Mass Shootings Have Decreased ~ Obama vs. Australia

The American Spectator has this great information that sets the record clear by giving guidelines to the debate:

Type “mass shootings” and “common” into a search engine and you’ll get all sorts of breathless commentary that might lead one to believe there Americans face a genuine epidemic of shooting rampages. A few headlines:

  • Vox: “Mass shootings on campus are getting more common and more deadly.”
  • ThinkProgress: “Mass Shootings Are Becoming More Frequent.”
  • NPR: “Study: Mass Shootings Are On The Rise Across U.S.”
  • Washington Post: “Why are mass shootings becoming more common?”

[….]

Homicide in America is far more common than it ought to be. But mass shootings — defined as four or more murders in the same incident — constitute a minuscule share of the total, as I discuss in “The Shooting Cycle” in the most recent edition of the Connecticut Law Review…

I want to break here and post something Mother Jones said in trying to define what a Mass Shooting is… “she” says this:

Broadly speaking, the term refers to an incident involving multiple victims of gun violence. But there is no official set of criteria or definition for a mass shooting, according to criminology experts and FBI officials who have spoken with Mother Jones.

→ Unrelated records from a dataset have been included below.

Issue #628, opened 2019-01-22
menu-surface Hoist anti-pattern?


aluminick:
https://github.com/material-components/material-components-web-react/blob/1d0870073bdf2d6753b286f83e1476d6db3f0265/packages/menu-surface/index.tsx#L170-L172

Is this an anti-pattern? I think portal should be used on this one.

moog16:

Mother Jones then goes on to quote the definition — after being ambiguous about it — as four or more [excluding the shooter]. Wikipedia says this:

The FBI defines mass murder as murdering four or more persons during an event with no “cooling-off period” between the murders. A mass murder typically occurs in a single location where one or more people kill several others.

  • Aggrawal A. (2005) Mass Murder. In: Payne-James JJ, Byard RW, Corey TS, Henderson C (Eds.) Encyclopedia of Forensic and Legal Medicine, Vol. 3, Pp. 216-223. Elsevier Academic Press, London
  • “Serial Murder – Federal Bureau of Investigation”. Fbi.gov. Retrieved 2012-03-07.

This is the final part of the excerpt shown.